PR #723, opened 2019-10-16
[PLATFORM-1096] Editor inputs error & focus state

juhah:
Adds focus and error states to product editor inputs. Also changes it so that edits are committed on blur.

Name:
cp-input-name

Description:
cp-input-description

Streams:
cp-input-streams

Here the focus state is activated when accessing the search field. Doesn't entirely make sense to highlight the whole streams list but there is no other input 🤷‍♂ 

Price:
cp-input-price

Details:
cp-input-details

Includes also sotrybook entries under the `Marketplace` section.


mattatgit:
@juhah They look very much like "error" states than reminders the user needs to fill in certain parts. But i guess technically they are what we designed, though the copy all needs improvement.
When will the user see these though ? When they click on the deploy or publish button ?

juhah:
@mattatgit At the moment the validation happens as the user inputs the product information. But the validation can be changed to happen only when clicking Publish.

Updated this PR to include correct time unit selector on price input:
Screen Shot 2019-10-18 at 11 50 14

fonty1:
Screenshot 2019-10-18 at 14 13 50

Alignment issue if cat is empty

fonty1:
Screenshot 2019-10-18 at 14 20 19

Probs the `Hour` shouldn't be highlighted with an error?

fonty1:
createp

Seems a little aggressive to have those warnings appear before any input has been attempted? Those warning states also don't match the sidebar nav on first load.

fonty1:
> Added checks to show only when touched, it matches the sidebar nav. But probably these will change to happen only when publishing.

createperrors

Sorry to nit pick, if I cause an error in 'details' the sections above will have a navigation warning state but not an inline warning msg?

juhah:
@fonty1 ignore the menu for this PR, let's adjust when this and #712 are merged.

mattatgit:
@juhah I agree with @fonty1 this all looks like way too aggressive error handling. Modern app error handling should be about encouraging users to do stuff, not showing them errors everywhere. Probably this is on us for not showing clearly how this should all work, and not providing enough states for this to happen.

Some of that has been because its quite complex & time consuming to prototype. Anyway, i guess we can sort it out by getting our hands on the staging & then doing a few rounds of improvements until we end up in a good place.

app/src/marketplace/components/InputControl/index.jsx
```diff
@@ -0,0 +1,64 @@
...
+    value: any,
+    hasFocus: boolean,
+    hasError: boolean,
+    error: ?string,
+    className?: string,
+}
+
+export type FormControlProps = {
+    error?: string,
+    processing?: boolean,
```
timoxley: maybe should be `isProcessing` to indicate it's a bool?

app/src/shared/components/FormControl/InputError/index.jsx
```diff
@@ -1,19 +1,22 @@
 // @flow
 
 import React from 'react'
+import cx from 'classnames'
+
 import styles from './inputError.pcss'
 
 type Props = {
     eligible?: boolean,
```
timoxley: This is a weird prop name i.e. maybe it could be `hasError`?

juhah: It's odd but inherited from the shared component so I didn't change it.

app/src/marketplace/components/InputControl/index.jsx
```diff
@@ -0,0 +1,64 @@
...
+
+const InputControl = (props: Props) => {
+    const {
+        value,
+        children,
+        error,
+        processing,
+        ...rest
+    } = props
+    const [hasFocus, setHasFocus] = useState(false)
```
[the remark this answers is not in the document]
juhah: Thanks for the pointer, I changed to use that in https://github.com/streamr-dev/streamr-platform/pull/723/commits/ce0cf985f1c01e13e800fa9f14f62e511ffb766d. 

Stream selector gets focused when clicking the buttons but for now it's acceptable.

app/src/marketplace/components/InputControl/index.jsx
```diff
@@ -0,0 +1,64 @@
...
+
+    const onFocusChange = useCallback(({ type }: SyntheticEvent<EventTarget>) => {
+        setHasFocus(type === 'focus')
+    }, [setHasFocus])
+
+    if (!children) {
+        return null
+    }
+
+    return children({
```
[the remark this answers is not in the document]
juhah: Added `useLastError` hook in https://github.com/streamr-dev/streamr-platform/pull/723/commits/ce0cf985f1c01e13e800fa9f14f62e511ffb766d 🎉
····················
▸ About this exercise:
The expected output is each line of the records above that includes the word "hasError".

▸ Task result:
+    hasError: boolean,
timoxley: This is a weird prop name i.e. maybe it could be `hasError`?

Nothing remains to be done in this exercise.